E’ proprio il potere il
primo amministratore del carrierismo poiché lo sa usare come metodo di governo.
E questo accade in tutta la Chiesa Cattolica, dalle parrocchie alla Sede
Apostolica. La cooptazione ("assunzione di un membro in un corpo od organo
collegiale, mediante designazione da parte dei membri già in carica") è
l'espediente che usa la Chiesa Cattolica, ovviamente il Vaticano, per formare
la sua classe dirigente, la sua nomenklatura, e anche buona pare della
gerarchia episcopale. Spesso, naturalmente non sempre, questo espediente
facilita e incoraggia il carrierismo amichettista. Il pontificato di Papa
Bergoglio è fortemente inquinato da questo costume, alla base del quale -
nonostante quanto ha detto il Pontefice - c'è il carrierismo bergoglio-friendly.
Il Santo Padre ha usato
con perseveranza e decisionismo questo meccanismo, i testi legislativi sono
stati sempre dalla sua parte. Il problema è sorto quando la maggioranza di
queste nomine nel contesto del costume carrierista si rivelarono inadeguate poiché
i nominati non erano in possesso di qualità, esperienza e competenza; appunto,
erano ecclesiastici senza carriera, solo amici fedeli.
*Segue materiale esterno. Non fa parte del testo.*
PR #782, opened 2021-11-15
[c++20] Rewrite Vector, Location2D, Matrix and LUDecomposition

TomSaw:
This is an excerpt from #665.

`modm::Vector<T, 2>` is passed as template-parameter `Resolution` to `modm::graphic::Buffer<..>`
**-> Thus the constructors require `constexpr`**

By the chance, i may give some maintenance to all of these vector files.
<strike>Just modernization, no changes in logic</strike> C++20 flavoured, more feature complete and 100% backwards compatible.
### Key changes
- Constexpr constructors everywhere
- using `<algorithm>` everywhere (did i miss an oportunity? let me know!)
- Applying `std::round` whenever float->integral conversion occurs
  - `GeometricTraits<T>::round()` could be removed
- `[[depricated]]` all `Vector<>::convert()` in fave of fresh _conversion constructors_ .
- Added some missing routines here and there, f.e IOStream `operator<<`
- Improved readability
  - `using declaratives` for local instances of `Vector<T, N>`
  - (Re)assorted methods

  - Migrated all method definitions into `vector{N}.hpp`

# TODO
- [x] Re-add `Vector<T, 2>::convert()` and `Location2D<U>::convert()` for backwards-comp and depricate it
- [x] Treat deprecations
- [x] `geometric_traits.hpp` avr specialisation 
- [ ] Simplify the Vector tests


salkinium:
Yes please. Constexpr constructors are particularly useful as they reduce to constinit .data section to be copied on startup instead of constructed by instructions.

TomSaw:
`Vector` and `Matrix` use `uint8_t` as template and function parameter type.
Shouldn't this be `std::size_t` or would it be an performance drawback when used as function parameter?

TomSaw:
`Vector` and `Matrix` use `uint8_t` as template and function parameter type for size metrics.
Shouldn't this be `std::size_t` or would it be an performance drawback when used as function parameter?

I think it may be desired to restrict these metrics to 0-255.

chris-durand:
> `Vector` and `Matrix` use `uint8_t` as template and function parameter type for size metrics.
> Shouldn't this be `std::size_t` or would it be an performance drawback when used as function parameter?

That code was written for 8 bit AVR more than ten years ago. On those there is a penalty since arithmetic registers are 8 bit only but `size_t` is 16 bit. `std::size_t` is the right idiomatic choice. I guess `std::size_t` would be fine for `operator[]` on AVR. The compiler will inline it anyway.

TomSaw:
> > `Vector` and `Matrix` use `uint8_t` as template and function parameter type for size metrics.
> > Shouldn't this be `std::size_t` or would it be an performance drawback when used as function parameter?
> 
> That code was written for 8 bit AVR more than ten years ago. On those there is a penalty since arithmetic registers are 8 bit only but `size_t` is 16 bit. `std::size_t` is the right idiomatic choice. I guess `std::size_t` would be fine for `operator[]` on AVR. The compiler will inline it anyway.

Great, so i'll take this to 2020!

TomSaw:
Got some CI claims @windows only but no machine around.. 
Is there a smarter way than setting up a win-VM @salkinium ???

chris-durand:
There are the same errors on Linux. You could be lucky and not need Windows to debug this.

TomSaw:
Okay much better now. There's lot's more i could do but time is rare.

Cause this code is so sensitive to existing projects, **i've been spacious with commits** so you may follow my intends easier. Let's squash everything to the very end.

src/modm/math/geometry/geometric_traits.hpp
```diff
@@ -26,118 +27,59 @@ namespace modm
...
 		static const bool isValidType = true;
 
-		typedef float FloatType;
-
+		using FloatType = float;
 		// Usually the range of a int32_t is big enough so that no
 		// conversion to int64_t is required. This exception is made because
 		// 64-bit operations are very, very slow on an AVR.
-		typedef int32_t WideType;
+		using WideType = int32_t;
```
TomSaw: What's with this 8-bit specialisation? Drop or jinja2 for avr only?

src/modm/math/geometry/geometric_traits.hpp
```diff
@@ -26,118 +27,59 @@ namespace modm
...
 		}
 	};
 
-	template <>
-	struct GeometricTraits<int16_t>
+	template <std::floating_point T>
+	struct GeometricTraits<T>
 	{
+		// DEPRICATED Don't validate with isValidType, use requires modm::arithmetic<T>
 		static const bool isValidType = true;
```
TomSaw, line 52: I've added numerous // DEPRICATED flags...
How do treat these? [C++ depricated](https://en.cppreference.com/w/cpp/language/attributes/deprecated) ?

src/modm/math/geometry/geometric_traits.hpp
```diff
@@ -26,118 +27,59 @@ namespace modm
...
 		}
 	};
 
+	// FIXME only avr
+	// %% if target == "avr"
 	template <>
 	struct GeometricTraits<int32_t>
 	{
+		// DEPRICATED Don't validate with isValidType, use requires std::integral || std::floating_point<T>
 		static const bool isValidType = true;
```
TomSaw: I've added numerous `// DEPRICATED` marks.
How may i treat these? [C++ depricated](https://en.cppreference.com/w/cpp/language/attributes/deprecated) ?

src/modm/math/geometry/location_2d.hpp
```diff
@@ -85,62 +80,29 @@ namespace modm
...
 
-		/// TODO
-		Vector<T, 2>
-		translated(const Vector<T, 2>& vector) const;
-
-		/// Convert between Location-objects with different base-types
-		template <typename U>
-		Location2D<U>
-		convert() const;
-
```
TomSaw, line 104: Here's another occurency of depricated `::convert()`

TomSaw:
This starts looking good. Some changes to notice:
- Depricated ::convert() methods in fave of redefined _conceptuated conversion constructors_ .
- Moved definitions of all constructors from `vector{N}_impl.hpp` to `vector{N}.hpp` cause it's easier to distinct their numerous variants.

-> I think one-liner methods should be moved from `vector{N}_impl.hpp` to `vector{N}.hpp` as well. Confirm @salkinium ?

src/modm/math/geometry/vector1_impl.hpp
```diff
@@ -67,65 +27,17 @@ modm::Vector<T, 1>::operator = (const modm::Matrix<T, 1, 1> &rhs)
...
-}
-
 // ----------------------------------------------------------------------------
 template<typename T>
 const T&
-modm::Vector<T, 1>::operator [] (uint8_t index) const
+modm::Vector<T, 1>::operator [] (std::size_t index) const
 {
 	return reinterpret_cast<const T*>(this)[index];
 }
```
TomSaw: These one-liners overcomplicate the reading.

salkinium:
Yes, makes sense, go for it!

src/modm/math/geometry/vector2.hpp
```diff
@@ -12,373 +13,409 @@
...
+	template<typename U>
+	requires std::integral<T> && std::floating_point<U>
+	void set(U x, U y) {
+		this->x = std::round(x);
+		this->y = std::round(y);
+	}
+
+	// accessors
+	T& operator[] (std::size_t index)
+	{ return reinterpret_cast<T*>(this)[index]; }
```
chris-durand: That code is undefined behaviour. You can actually cast a pointer of a standard-layout type to the pointer type of its first member and dereference it but the array indexing into members is not allowed. I tried many things to exactly keep the class interface the same and make it defined but all these solutions had bad code gen.

A possible way to go could be to store the data as an array and provide member function accessors for x and y that return a reference. Users would need to change `.x` to `.x()` though. We could make basically everything `constexpr` in here if we fixed this. I would not feel comfortable to ship the UB version in production code.

 @salkinium Do you think this change in interface would be acceptable?

TomSaw:
We could go an additional step and destill Vector down to a single generic template class. Some Design thoughts:

### Generic Operator methods
Most operators in current `vector.hpp` use `std::transform` - sometimes `std::accumulate` - to manipulate arrays of T. Compilers optimize aggressively and STL stuff is also predestined to optimize well. Maybe the compiler can even be nailed down to always loop-unroll the operators. ... at least, this would be nice for some profiling.

### Access dims with letters X, Y, Z, W
↥ Note @chris-durand comment above ↥

Data is always stored as `T coords[N]`. The API serves `T& get{X, Y, Z, W}()` depending on `<..., N>` as usuall.

Could be realized <strike>using "recursive inheritance" (if you understand what i mean) or simple `std::enable_if` or</strike> `requires` on hardcoded methods in the generic Vector class.

### Constructor with Parameter Packs
Replace these numerous variations with one variadic template Constructor that takes Parameter Packs of mixed types of Vector<..>

### IMPLEMENT_VECTOR_ACCESSOR{N}

- Not sure with this. Maybe a clever signature being passed const...?

salkinium:
I'm perfectly happy to completely redesign this vector API with breaking changes. It was adapted from very old code that isn't even available anymore, so feel free to change it.

TomSaw:
**Here's a complete rewrite: `modm::Vector` is now an `std::array` with support for arithmetic operations.**

src/modm/math/geometry/vector.hpp
```diff
@@ -11,141 +12,552 @@
...
+*
+* \author	Fabian Greif
+* \author	Niklas Hauser
+* \author	Thomas Sommer
+* \ingroup	modm_math_geometry
+*/
+template<class T, std::size_t N>
+requires (N > 0)
+class Vector : public std::array<T, N>
+{
```
TomSaw, line 53: The inheritance on std::array adds lot's of comfort f.e. using `modm::Vector` with [STL ranges](https://en.cppreference.com/w/cpp/ranges)

src/modm/math/geometry/vector.hpp
```diff
@@ -11,141 +12,552 @@
...
-	 * Basic data type of all geometric operations. Used to represent vectors
-	 * as well as particular points in the coordinate system.
-	 *
-	 * \section	point_vector	Point vs. vector
+	 * @param args		scalars, Vectors and Arrays in your desired order
+	 */
+	template <class... Args>
+	constexpr Vector(Args... args)
+	{ assign<0>(args...); }
+
```
TomSaw: This constructor replaces the original dozens of variants, satisfies even more cases and is easily extended.

src/modm/math/geometry/vector.hpp
```diff
@@ -11,141 +12,552 @@
...
+	// accessors for x, y, z, w, v, u
+	constexpr T x() const { return this->operator[](0); }
+	constexpr T& x() { return this->operator[](0); }
+
+	constexpr T y() const requires (N > 1) { return this->operator[](1); }
+	constexpr T& y() requires (N > 1) { return this->operator[](1); }
+
+	constexpr T z() const requires (N > 2) { return this->operator[](2); }
+	constexpr T& z() requires (N > 2) { return this->operator[](2); }
+
```
TomSaw, line 147: !!! API-change: Vector components x, y, z, w are no more plain properties but methods. It's obligatory for the single-header rewrite, Also note @chris-durand 's _undefined behaviour_ comment above.

src/modm/math/geometry/vector.hpp
```diff
@@ -11,141 +12,552 @@
...
+		// std::transform(this->begin(), this->end(), other.begin(), res.begin(), Func{});
+
+		// ... but this optimizes perfectly.
+		res.x() = BinFunc{}(this->x(), other.x());
+		if constexpr(N > 1) res.y() = BinFunc{}(this->y(), other.y());
+		if constexpr(N > 2) res.z() = BinFunc{}(this->z(), other.z());
+		if constexpr(N > 3) res.w() = BinFunc{}(this->w(), other.w());
+		if constexpr(N > 4) res.v() = BinFunc{}(this->v(), other.v());
+		if constexpr(N > 5) res.u() = BinFunc{}(this->u(), other.u());
+
```
TomSaw: For `operator`s returning a new `Vector`, the `<algorithm>`-path did not optimize sufficiently (Line:174) - execution time has tripled. I've found a workaround (Line:177-182) but there's for sure a more elegant solution.

src/modm/math/geometry/vector.hpp
```diff
@@ -11,141 +12,552 @@
...
+	constexpr bool hasInf() const { return false; }
+
+	// methods for 2D only
+
+	constexpr Vector
+	operator~ () const
+	requires std::is_signed_v<T> && (N == 2)
+	{ return Vector(y(), -x()); }
+
+	constexpr float getAngle() const requires (N == 2)
```
TomSaw: Some of the 2D methods are constrained to N == 2 instead of generalizing them. Let's improve this on demand, if ever.

test/modm/math/geometry/vector3_test.cpp
```diff
@@ -21,99 +21,97 @@ Vector3Test::testConstructor()
...
-	TEST_ASSERT_EQUALS(q.z, 7);
+	TEST_ASSERT_EQUALS(p.x(), 100);
+	TEST_ASSERT_EQUALS(p.y(), 9);
+	TEST_ASSERT_EQUALS(p.z(), 4);
+
+/* 	modm::Vector3i q(m);
+	TEST_ASSERT_EQUALS(q.x(), -4);
+	TEST_ASSERT_EQUALS(q.y(), 5);
+	TEST_ASSERT_EQUALS(q.z(), 7); */
 }
```
TomSaw, line 115: Re-implementation the Matrix-constructors is a left over TODO.

TomSaw (commented):
**Here's a complete rewrite, maybe a little too radical but feels like natural: `modm::Vector` is now an `std::array` with support for arithmetic operations.**
I've benchmarked against the original code and found the exact same - in some cases even faster - execution times.

chris-durand:
@TomSaw I am quite busy with work right now, but will try to review tomorrow.

src/modm/math/geometry/vector.hpp
```diff
@@ -11,141 +12,518 @@
...
+ *  1) strait line: third point behind the second (returns 1)
+ *  2) last point between the other two (returns 0)
+ *  3) third point before the first one (returns -1)
+ *
+ * This definition is useful for inclusion or intersection testing.
+ */
+template<typename T>
+int8_t
+ccw(Vector<T, 2> a, Vector<T, 2> b, Vector<T, 2> c) {
+	using WideType = std::conditional<std::is_floating_point_v<T>, T, modm::WideType<T>>::type;
```
chris-durand: `std::conditional` is not needed here. `modm::WideType<T>` for floating point is `T`.

src/modm/math/geometry/vector.hpp
```diff
@@ -11,141 +12,518 @@
...
+ *
+ * If all three points are in a line there are three possibilities:
+ *  1) strait line: third point behind the second (returns 1)
+ *  2) last point between the other two (returns 0)
+ *  3) third point before the first one (returns -1)
+ *
+ * This definition is useful for inclusion or intersection testing.
+ */
+template<typename T>
+int8_t
```
chris-durand:
```suggestion
constexpr int8_t
```

src/modm/math/geometry/line_2d_impl.hpp
```diff
@@ -79,7 +66,7 @@ modm::Line2D<T>::getDistanceTo(const Vector<T, 2>& point) const
 	FloatType d = c1 / c2;
 
 	// calculate the closest point
-	Vector<T, 2> closestPoint = this->point + d * this->directionVector;
+	Vector<T, 2> closestPoint = this->point + this->directionVector * d;
```
chris-durand: More `const` :wink: 
```suggestion
	const Vector<T, 2> closestPoint = this->point + this->directionVector * d;
```

src/modm/math/geometry/line_segment_2d.hpp
```diff
@@ -42,9 +42,11 @@ namespace modm
 		typedef typename GeometricTraits<T>::FloatType FloatType;
 
 	public:
-		LineSegment2D();
+		constexpr LineSegment2D() = default;
```
chris-durand: More function in this class can be `constexpr`, not just the constructors.

src/modm/math/geometry/location_2d.hpp
```diff
@@ -37,39 +36,60 @@ namespace modm
...
+		constexpr Location2D() = default;
+		constexpr Location2D(const Vector<T, 2>& position, const float& orientation)
+			: position(position), orientation(orientation) {}
+
+		[[deprecated("Use 'setPosition({x, y}, orientation)' instead!")]]
+		constexpr Location2D(const T& x, const T& y, const float& orientation)
+			: position(x, y), orientation(orientation) {}
+
+		template<typename U>
+		constexpr Location2D(const Location2D<U> &l) : position(l.position), orientation(l.orientation) {}
```
chris-durand: This enables silent and implicit narrowing conversions. This constructor should be explicit.

src/modm/math/geometry/location_2d.hpp
```diff
@@ -37,39 +36,60 @@ namespace modm
...
-		void
-		setPosition(const Vector<T, 2>& point);
-
-		void
-		setPosition(const T& x, const T& y);
+		Vector<T, 2> position;
+		float orientation = 0;
+
+		constexpr Location2D() = default;
+		constexpr Location2D(const Vector<T, 2>& position, const float& orientation)
```
chris-durand: Small types like `float` should be passed by value. Then it is passed in a register instead of on the stack on many platforms.

src/modm/math/geometry/location_2d.hpp
```diff
@@ -37,39 +36,60 @@ namespace modm
...
+
+		[[deprecated("Use 'setPosition({x, y}, orientation)' instead!")]]
+		constexpr Location2D(const T& x, const T& y, const float& orientation)
+			: position(x, y), orientation(orientation) {}
+
+		template<typename U>
+		constexpr Location2D(const Location2D<U> &l) : position(l.position), orientation(l.orientation) {}
+
+		// getters and setters
+		void setPosition(const Vector<T, 2>& position) { this->position = position; }
```
chris-durand: All the member functions can be `constexpr`.

src/modm/math/geometry/location_2d.hpp
```diff
@@ -37,39 +36,60 @@ namespace modm
...
+
+		Vector<T, 2> getPosition() const { return position; }
+		inline float getOrientation() const { return orientation; }
+		T getX() const { return position.x(); }
+		T getY() const { return position.y(); }
+
+		bool operator== (const Location2D &other) const {
+			return (
+				position == other.position and
+				std::abs(orientation - other.orientation) < __FLT_EPSILON__
```
chris-durand: Can position be float? Should we handle that case somehow?

Not sure if `__FLT_EPSILON__` is the right thing to do. For numbers between 1.0 and 2.0 it's the distance between adjacent floats. For numbers greater than 2.0 the comparison will do the same thing as `==`.

src/modm/math/geometry/location_2d.hpp
```diff
@@ -37,39 +36,60 @@ namespace modm
...
+			);
+		}
+		bool operator!= (const Location2D &other) const {
+			return (
+				position != other.position or
+				std::abs(orientation - other.orientation) > __FLT_EPSILON__
+			);
+		}
```
chris-durand: Couldn't we implement this in terms of `!(*this == other)`?

src/modm/math/matrix.hpp
```diff
@@ -48,33 +47,40 @@ namespace modm
...
 		 *     3, 4,
 		 *     5, 6,
-		 * };
-		 *
-		 * modm::Matrix<int16_t, 3, 2> a(m);
+		 * });
 		 * \endcode
 		 */
-		Matrix(const T *data);
+		constexpr Matrix(const T *data) {
```
chris-durand: That constructor is dangerous, it takes an array as a raw pointer without any size information. I would change this to  take a `std::span<const T, ElementCount>`. Then users have to be explicit when doing something nasty.

src/modm/math/matrix.hpp
```diff
@@ -48,33 +47,40 @@ namespace modm
...
-	template<typename T, uint8_t ROWS, uint8_t COLUMNS>
+	template<typename T, std::size_t ROWS, std::size_t COLUMNS>
 	class Matrix
 	{
 	public:
+		static constexpr std::size_t RowCount = ROWS;
+		static constexpr std::size_t ColumnCount = COLUMNS;
+		static constexpr std::size_t ElementCount = RowCount * ColumnCount;
+
+		T element[ElementCount];
```
chris-durand: The data has to be initialized for the `constexpr` default constructor to be really `constexpr`.
```suggestion
		T element[ElementCount]{};
```

src/modm/math/geometry/vector.hpp
```diff
@@ -11,141 +12,518 @@
...
+		CalcType sum{0};
+
+		for(auto &v: *this)
+			sum += WideType(v) * WideType(v);
+		return sum;
+	}
+
+	template<typename TR = T>
+	constexpr TR getLength() const
+	{ return modm::round_smart<TR, decltype(std::sqrt(getLengthSquared()))>(std::sqrt(getLengthSquared())); }
```
chris-durand: No need for the `decltype`, the second parameter will be deduced from the argument. That is a lot cleaner.
```suggestion
	{ return modm::round_smart<TR>(std::sqrt(getLengthSquared())); }
```

chris-durand (commented):
Thanks for all the effort you put into this. I got about halfway through your changes and will have a more detailed look when I find more time to do so.

TomSaw:
Oops... due to my vector deep dive, i've forgot to mention 🤦‍♂️:
Haven't yet taken the same care for these other geometry classes like i did for vector! This PRs title is kinda misleading.

**If you find another minute, better take a second look on `vector.hpp`** so that the new design is approved.
I'll take your review comments as inspirational boost into a last session with the other geometry candidates.

My pleasure. Also thanks for taking the time to review my code and support my practice! Win-win, i 💙 open-source.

In questo passaggio il
Papa tra l’altro si è fatto a se stesso un grande danno pratico, materiale, e
d’immagine e credebilità.
E’
vero che una “carriera ecclesiastica” può essere vissuta con ambizione e sete
di potere e di fatto esistono i “teatranti del sacerdozio” (carrieristi, cosa
ben diversa da carriera) che usano il proprio status e la Chiesa stessa per
progetti e interessi personali. Esistono anche, e sono la maggioranza, quelli
che mettono la propria persona e la propria carriera al servizio del Vangelo e
della Chiesa, i sacerdoti veri, che desiderano tutto tranne che potere, fama e
ossequiosità.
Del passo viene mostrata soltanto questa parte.